Labs

Apple Sues OpenAI,
Alleges 'Every Level'
Scheme to Steal
Hardware Trade Secrets

The iPhone maker's federal suit names OpenAI hardware chief Tang Tan, engineer Chang Liu, and io Products, accusing the AI lab of orchestrating a coordinated campaign to lift confidential designs, parts, and a proprietary metal-finishing technique to power its first consumer device.

Apple sued OpenAI in the Northern District of California on Friday, alleging that its former partner ran a coordinated scheme to lift iPhone-maker trade secrets and stand up a consumer hardware business on the stolen work. The complaint names OpenAI’s chief hardware officer Tang Tan, senior systems electrical engineer Chang Liu, and io Products, the Jony Ive–founded startup OpenAI bought for roughly $6.4 billion (U.S. News puts the price at $6.5 billion). Ive himself isn’t a defendant.

The framing is unusually blunt for an Apple filing. The alleged misappropriation, the complaint says, ran “at every level, from members of its Technical Staff to its Chief Hardware Officer, and in coordination with business partners.” It also warns that “This is the tip of the iceberg,” and that “OpenAI’s nascent hardware business now rests on the shakiest of foundations, rotten to its core by its illegal reliance on misappropriated trade secrets.”

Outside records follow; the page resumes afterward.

PR #235, opened 2023-01-11
CNS-140,CNS-150: dockerize lavad build and execution

orenl-lava:
Update the Makefile and intorduce Dockerfile to improve lavad build.
    
Notable make targets (for all targets - see Makefile):
    
  make build                    - local build (output in ./build/)
  make test                     - run unit-tests
  make lint                     - run the linter
    
  make docker-build             - local build with docker image (host arch)
   
  make build-images             - build and produce docker images (all archs)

Tan, a 24-year Apple veteran who ran product design for the iPhone and Apple Watch before jumping, is accused of using Apple’s internal project code names during OpenAI recruiting, asking candidates to bring hardware components to interviews for “show and tell,” coaching departing employees on how to evade Apple security, and probing for details on unannounced products. Liu, who spent 8 years at Apple before joining OpenAI in 2026, is alleged to have kept his Apple-issued laptop and used it to download confidential technical documents and engineering decks, then coached would-be defectors on what to study.

The most vivid claim reaches into the supply chain. OpenAI, Apple says, directed a hardware partner to execute a proprietary Apple metal-finishing technique, “misleading the partner to believe they had Apple’s permission to do so.” Apple says it sent OpenAI a warning letter in February and got no reply.

OpenAI’s response was terse: “We have no interest in other companies’ trade secrets. We remain focused on building innovative technology that empowers people everywhere.”

The subtext is a partnership that has fully collapsed. In 2024, Sam Altman appeared at Apple headquarters to unveil ChatGPT’s integration into iOS. Apple’s coming Siri overhaul is built on Google’s Gemini, not OpenAI models. By November, Altman was saying OpenAI had finished its first hardware prototypes, moving from stack-mate to direct threat on Apple’s home turf.

That trajectory is what makes the timing legible. Paolo Pescatore of PP Foresight told Reuters the case could “delay OpenAI’s hardware ambitions” regardless of the verdict, arriving as OpenAI prepares a historic IPO. Trade secret litigation rarely resolves; it lingers, disclosure by disclosure, through discovery calendars that outlast product cycles. Apple doesn’t need to win. It needs the road between prototype and shelf to fill with lawyers.